(Supplied material begins)
PR #1808, opened 2024-07-18
Scrub RuntimeOptions from docs

jyu00:
### Summary

This PR removes `RuntimeOptions` from docstrings. 

### Details and comments

`RuntimeOptions` was the original options class used when Qiskit Runtime supported only custom programs. Now that we don't support custom programs anymore, exposing that class in the API doc would only cause confusion. Ideally we'd also clean it up from the code, but that requires a bit more work.

### DIFF
--- a/qiskit_ibm_runtime/__init__.py
+++ b/qiskit_ibm_runtime/__init__.py
@@ -196,7 +196,6 @@ Classes
    IBMBackend
    RuntimeJob
    RuntimeJobV2
-   RuntimeOptions
    RuntimeEncoder
    RuntimeDecoder
 """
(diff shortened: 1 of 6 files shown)


kt474 (approved):

qiskit_ibm_runtime/__init__.py
```diff
@@ -196,7 +196,6 @@
    IBMBackend
    RuntimeJob
    RuntimeJobV2
-   RuntimeOptions
```
Eric-Arellano, line 199: This will result in a 404. Do you want the page to redirect to something, or let it 404?

Eric-Arellano: Exactly, https://docs.quantum.ibm.com/api/qiskit-ibm-runtime/qiskit_ibm_runtime.RuntimeOptions will 404. https://docs.quantum.ibm.com/api/qiskit-ibm-runtime/0.24/qiskit_ibm_runtime.RuntimeOptions will be fine.

> then I'd say let it 404 since it's normal for classes to be removed

Okay, that's fine with me if there isn't a sensible redirect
(Supplied material ends)
Your goal
Say how many lines in the preceding material include the word "This", with no other words in the reply.

Task answer
2